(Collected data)
####################
PR #1714, opened 2020-02-25
phpDynDNS.inc: Fix missing break statement in switch case for Linode

chenxiaolong:
Commit ab0ccc3be92ff4b716296d0d683cc0e1c8975030 seems to have mistakenly removed the `break` statement for the `switch` case for Linode. This commit adds it back, which fixes dynamic DNS updates for Linode.


fichtner:
Nice catch, thanks!

PR #1718, opened 2020-02-26
DynDNS Custom Updater: Un-restrict Verify Peer & IPv4 Resolve

NOYB:
Verify peer and IP resolve have value aside from authentication.  For cases where authentication is not used it can still be desirable to confirm identity and prevent MITM.


fichtner:
Merged, thanks!

Issue #1611, opened 2019-12-07
dns/dyndns custom service types: include current AAAA or A record in update URL


maurice-w:
[X] I have read the contributing guide lines at https://github.com/opnsense/plugins/blob/master/CONTRIBUTING.md

[X] I have searched the existing issues and I'm convinced that mine is new.

[X] When the request is meant for an existing plugin, I've added its name to the title.

**Is your feature request related to a problem? Please describe.**
Some dyndns services with IPv6 and IPv4 support require that both addresses are always included in the update URL. If only the IPv6 address is provided, the A record will be deleted. If only the IPv4 address is provided, the AAAA record will be deleted. The OPNsense dyndns plugin currently does not allow using these services in a dual-stack scenario.

**Describe the solution you'd like**
When triggered, the dyndns plugin should first perform an nslookup for the configured _Hostname_ to learn its current AAAA and A records. This information could then be included in the update URL. I would like to be able to use parameters like `%AAAA%` / `%A%` for this.

For the service type "Custom", an update URL could look like this:
`https://update.example.com/?myipv4=%IP%&myipv6=%AAAA%`
And for "Custom (v6)":
`https://update.example.com/?myipv4=%A%&myipv6=%IP%`

**Describe alternatives you've considered**
The only alternative that comes to mind is using a dyndns service that allows updating the AAAA record without touching the A record (and vice versa). Unfortunately this is not universally supported.

inilsde:
+1

iNilsDE:
I would like to suggest an other alternative: Put the ipv4 and the ipv6 ip of the wan Interface to the update URL. 
Like: https://update.example.com/?myipv4=%IP%&myipv6=%IPv6% .
Maybe in a new Service „Custom (v4/v6)“.

Technikte:
Same problem over here, I need to update the v4 nad v6 ip at the same time or the missing record one will get deleted. A entry like @iNilsDE mentioned would be ok for me, no need for a preset like the other DDns services.

I use  https://www.inwx.de/  with all my domains and an dyndns account.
####################
▶ BRIEF
Print, from the entries above, the line with "solution you'd like**", the line with "alternatives you've considered**" and all lines between them, exactly and with nothing else.

▶ WORKED SOLUTION
**Describe the solution you'd like**
When triggered, the dyndns plugin should first perform an nslookup for the configured _Hostname_ to learn its current AAAA and A records. This information could then be included in the update URL. I would like to be able to use parameters like `%AAAA%` / `%A%` for this.

For the service type "Custom", an update URL could look like this:
`https://update.example.com/?myipv4=%IP%&myipv6=%AAAA%`
And for "Custom (v6)":
`https://update.example.com/?myipv4=%A%&myipv6=%IP%`

**Describe alternatives you've considered**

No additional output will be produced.